Basic growth is not the only concern that will be exacerbated by a possible turn in sentiment and the virus that has urged the about face. We have already seen China take drastic actions to spread the spread of the contagion, but it still did not like the call by US authorities from announcing a health emergency and warning that travel between the countries could be more significantly restricted. As China and other countries feel the economic pinch, added pressure from steps like this will raise tensions. And, should a country like the US feel the blowback, its tendency has not been towards opening trade conditions but rather the opposite. Meanwhile, should conditions prove more difficult for investors, the assumptions of outside support to ease the pain will grow. There has been no more relied-upon source of respite for the markets over the past decades than the world’s largest central banks. It would be natural for the cries of help to be redirected towards them. And that would be the risk as these groups are already sporting extremely low – sometimes negative – rates and large stimulus programs. Their capacity to offer more help is severely limited and nothing would highlight that more than a fresh crisis.

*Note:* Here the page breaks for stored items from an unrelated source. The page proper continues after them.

PR #199, opened 2019-02-08
Experimental ConPTY support

felixse:
Can be enabled in Settings -> General

Known issues:
- Tab title might include the full path of the shell executable
- PowerShell: Cursor is flickering in first row, second column on input
- Color 243 is a wrong grey tone
- Random weirdness


hchokshi:
I'm currently trying to put together a fix for the tab title issue. Hopefully have a PR some time in the next few days :)

skipmeister123:
Thank you!

hchokshi:
It looks like that full path is coming from an escape sequence (either `OSC 0 - set icon and title` or `OSC 2 - set title`) being sent by `cmd`/`powershell`/`wsl` with their full path as the title.

Doesn't seem like a good idea to special case these paths, so not sure about the best way to achieve desired behaviour without potentially affecting other programs trying to set the title.

felixse:
So the problem is that WinPty doesn't do this. We should modify the part where the fallback title for WinPty is set to be in line with ConPty

PR #204, opened 2019-02-15
installation switch to force context menu integration automatically

pgalbraith:
Allows scripted install of context menu integration with `-ForceContextMenu` switch


felixse:
Thanks 👍

PR #2316, opened 2026-04-16
Fix and cleanup cvar callbacks

### LINKED ISSUE #2314: AddChangeCallback not used correctly
Can't get the value from the cvar inside the callback, need to use input parameter

thegrb93:
Fixes: #2314

### DIFF
--- a/lua/starfall/sflib.lua
+++ b/lua/starfall/sflib.lua
@@ -134,7 +134,7 @@ end
 -- Declare Basic Starfall Types
 -------------------------------------------------------------------------------
 
-function SF.CvarCallback(cvar, callback, curval)
+function SF.CvarCallback(cvar, callback, curval, dontInit)
 	local converter
 	if isnumber(curval) then
 		converter = function(x) return tonumber(x) or tonumber(cvar:GetDefault()) end
@@ -146,7 +146,7 @@ function SF.CvarCallback(cvar, callback, curval)
 		error("Unsupported type!")
 	end
 	cvars.AddChangeCallback(cvar:GetName(), function(_,_,val) callback(converter(val)) end)
-	callback(curval)
+	if not dontInit then callback(curval) end
 end
 
 -- Returns a class that manages a table of entity keys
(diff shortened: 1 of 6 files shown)


lua/starfall/toolscreen.lua
```diff
@@ -195,7 +194,5 @@ local function toggle_toolscreen(enabled)
 		end
 	end
 end
-CreateClientConVar("starfall_toolscreen", "1", true, false, "Enable Starfall custom toolgun screen animation", 0, 1)
-cvars.AddChangeCallback("starfall_toolscreen", function(_, _, value)
-	toggle_toolscreen(value == "1")
-end)
+local toolScreenCvar = CreateClientConVar("starfall_toolscreen", "1", true, false, "Enable Starfall custom toolgun screen animation", 0, 1)
+SF.CvarCallback(cvar, function(val) toggle_toolscreen(val) end, toolScreenCvar:GetBool(), true)
```
adamnejm: Should be `toolScreenCvar` instead of `cvar`

adamnejm (changes requested):

lua/starfall/toolscreen.lua
thegrb93: Thx, will test all the cvars sometime later.

thegrb93:
I think I'll change it so that the cvar create function can go directly in it and the last parameter will be the var type as a string.

lua/starfall/sflib.lua
```diff
@@ -134,6 +134,21 @@ end
...
+	if isnumber(curval) then
+		converter = function(x) return tonumber(x) or tonumber(cvar:GetDefault()) end
+	elseif isstring(curval) then
+		converter = function(x) return x end
+	elseif isbool(curval) then
+		converter = function(x) return tobool(x) end
+	else
+		error("Unsupported type!")
+	end
+	cvars.AddChangeCallback(cvar:GetName(), function(_,_,val) callback(converter(val)) end)
```
Cheatoid: if this runs multiple times, you are gonna have multiple callbacks, pass a callback id (3rd argument) and call RemoveChangeCallback before adding to remove the old one...

PR #2327, opened 2026-05-01
add field class

ax255:
There is some [constant](https://github.com/thegrb93/StarfallEx/blob/952f758edec88bdc46efa07a39a1122641464381/lua/starfall/libs_sh/builtins.lua#L234) in the code that use the `field` class but it doesnt exist in the dochtml so added the support for it, also made the pages case sensitive to avoid conflict with the `owner` and `OWNER` page.

Tested locally without any issue, i am not very familiar with js so there might be some oversight.

### DIFF
--- a/README.md
+++ b/README.md
@@ -1,4 +1,4 @@
 Recommended to do in linux. Windows has too many issues.
 
-npm install
-npm run build
+- npm install
+- npm run build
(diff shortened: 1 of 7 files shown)


thegrb93 (approved):
I think all looks good. I'll look into rebuilding and testing the docs soon.

thegrb93:
Even after reinstalling python2 and windows sdk, that shit won't build. Might try doing it in linux later.

thegrb93:
Got it working, thanks

PR #2330, opened 2026-05-06
Add http header whitelist

thegrb93:
Prevents some ip-grabber scenarios


CornerPin:
Is there a reason to check headers sent by the client? The only IP-grabbing scenarios that I could think of is checking for the existence of `X-Forwarded-For`, `Forwarded`, `X-Real-IP`, and alike in the response headers, which could be filtered out with a blacklist.

thegrb93:
There are http servers in the url whitelist that can return nonstandard headers with client info

Cheatoid:
Would make more sense to have whitelist then

PR #2331, opened 2026-05-07
Add `Player:giveWeapon`

Smigg-y:
Adds a `giveWeapon` function for `Player` that is Admin-Only by default, it is restricted to registered weapons as the GLua `Give` function is capable of spawning any entity, it is also restricted to weapons marked as `Spawnable` just to be safe.

### DIFF
--- a/lua/starfall/libs_sv/players.lua
+++ b/lua/starfall/libs_sv/players.lua
@@ -22,6 +22,7 @@ registerprivilege("player.setPos", "Set Position", "Allows the user to teleport 
 registerprivilege("player.setEyeAngles", "SetEyeAngles", "Allows the user to rotate the view of a player to another orientation", { entities = {}, usergroups = { default = 1 } })
 registerprivilege("player.ignite", "Ignite", "Allows the user to ignite players", { entities = {}, usergroups = { default = 1 } })
 registerprivilege("player.addVelocity", "AddVelocity", "Allows the user to add velocity to a player", { entities = { default = 3 }, usergroups = { default = 1 } })
+registerprivilege("player.giveweapon", "GiveWeapon", "Gives a player a weapon", { usergroups = { default = 1 }, entities = {} })
 
 local PVSLimitCvar = CreateConVar("sf_pvs_pointlimit", 16, FCVAR_ARCHIVE, "The number of PVS points that can be set on each player, limit is shared across all chips")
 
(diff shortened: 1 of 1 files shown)


lua/starfall/libs_sv/players.lua
```diff
@@ -193,6 +194,24 @@ function player_methods:hasGodMode()
...
+-- @param boolean? noAmmo Prevent giving ammo on weapon spawn?, Defaults to false.
+-- @return Weapon The weapon
+function player_methods:giveWeapon(weapon, noAmmo)
+	checkluatype(weapon, TYPE_STRING)
+	if noAmmo ~= nil then checkluatype(noAmmo, TYPE_BOOL) end
+
+	local ply = getply(self)
+    checkpermission(instance, ply, "player.giveweapon")
+
+    local wpnEntry = list.GetEntry("Weapon", weapon)
```
thegrb93: GetForEdit should probably be used since it doesn't do a table copy.

thegrb93 (changes requested):
Check out https://github.com/thegrb93/StarfallEx/pull/2326 I think the Spawnable field should be checked using that. list.GetEntry should

lua/starfall/libs_sv/players.lua
Smigg-y: Changed it over

Smigg-y:
> Check out #2326 I think the Spawnable field should be checked using that. list.GetEntry should

do you mean i should use `scripted_ents.GetMember`? I just tried it though and it doesn't seem to return the field for things that work using `wpnEntry.Spawnable`

EDIT: printing `scripted_ents.GetSpawnable()` only returns the Editors and Bouncy Ball, so it doesn't look like any weapons are accessible that way

thegrb93:
Should probably be `weapon.GetStored` not totally sure tho.

Smigg-y:
> Should probably be `weapon.GetStored` not totally sure tho.

That seems to return the actual SWEP table, as in what `Weapon:getTable()` would return

*it does have a Spawnable flag in there but `GetStored` specifically doesn't return any inherited values from the base, not sure if that would be an issue or not

the way im doing it currently handles tables that are a lot smaller but im not too familiar with how accurate each table is

**and it doesn't seem to have the HL2 weapons since those are added manually

thegrb93:
GetForEdit doesn't provide inherited members but GetEntry does? I guess we should use GetEntry. If you can add a comment in the code mentioning that too, that'd be helpful. Looks like the gmod game code uses GetEntry. https://github.com/Facepunch/garrysmod/blob/master/garrysmod/gamemodes/sandbox/gamemode/commands.lua#L931

Smigg-y:
> GetForEdit doesn't provide inherited members but GetEntry does? I guess we should use GetEntry. If you can add a comment in the code mentioning that too, that'd be helpful. Looks like the gmod game code uses GetEntry. https://github.com/Facepunch/garrysmod/blob/master/garrysmod/gamemodes/sandbox/gamemode/commands.lua#L931

thats only an issue if we were to use something like `weapon.GetStored` i think since that gives the actual table for the specific weapon you check

where as using `list.*` for `Weapon` seems to return information meant for the Q menu

https://github.com/Facepunch/garrysmod/blob/master/garrysmod/lua/includes/modules/weapons.lua#L58

Smigg-y:
Did a quick test and it seems fine currently, although when i tried with `list.GetEntry` there was some noticeable stutters the entire time weapons were spawning, so i think the `table.Copy` in there is a bit too expensive
 
https://github.com/user-attachments/assets/84b3ce8c-ae7c-43d6-859a-df95cce67944

thegrb93:
The stutter is more likely the animated weapon gui. The GetEntry should be fine

thegrb93:
I can check what GetEntry does though and see if there's a better solution.

thegrb93:
Looks like there's nothing special GetEntry does, so GetForEdit is better in every way.

thegrb93 (approved):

Consult the Technicals and Correlations for Sentiment
We once again find ourselves in a situation where the market’s confidence is under significant strain but it is unclear whether this could be the tension that finally ushers in a lasting bear market. There are plenty of fundamental observers and traders that are willing to point to issues underlying economy and financial system to say this is it. However, value is always in the eye of the beholder. Should the historically tepid return still appeal and headline-worthy risks find a crowd willing to downplay, the run can persist. One of the difficulties to the balance in our system is that sentiment is not founded on the belief of a single person or entity but rather the collective view of a broad market of participants with different risks profiles and incentives. We are at the mercy of often-irrational speculative appetite.
How do I deal with this irrationality? I like to incorporate technicals into the mix. Trying to apply tangible milestones of progress to key global market benchmarks can help reduce the discretionary we naturally apply to our probability assessments around a reality where the future cannot be intuited. There is as much flexibility in technicals as fundamentals particularly when we consider risk profiles. For example, if you were more risk tolerant, you may be willing to be more convinced of a sentiment reversal with a more proximate support. I am more conservative in this regard. That said, there are certain elements that I believe can be more generally applied when assessing global sentiment. At the top of my list is the collective performance of ‘risk-leaning’ (higher return via capital gains or yield) assets. The stronger the correlation and the further the progress towards a technical bear markets (20 percent correction from highs), the more stout the signal in my book.